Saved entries

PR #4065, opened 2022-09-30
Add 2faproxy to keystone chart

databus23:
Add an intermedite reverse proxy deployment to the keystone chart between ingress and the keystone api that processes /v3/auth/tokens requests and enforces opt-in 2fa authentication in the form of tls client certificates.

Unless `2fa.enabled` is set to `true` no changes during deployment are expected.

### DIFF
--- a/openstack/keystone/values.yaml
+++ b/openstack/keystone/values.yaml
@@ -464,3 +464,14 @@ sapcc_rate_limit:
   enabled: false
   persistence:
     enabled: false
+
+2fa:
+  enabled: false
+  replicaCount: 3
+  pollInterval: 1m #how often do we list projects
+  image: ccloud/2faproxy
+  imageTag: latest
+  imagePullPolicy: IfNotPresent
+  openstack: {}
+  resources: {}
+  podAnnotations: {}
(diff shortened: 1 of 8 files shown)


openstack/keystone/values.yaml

EXERCISE GOAL
Only a number is wanted here: the tally of lines in the entries that include the word "enabled".

RESULT OF THE EXERCISE
4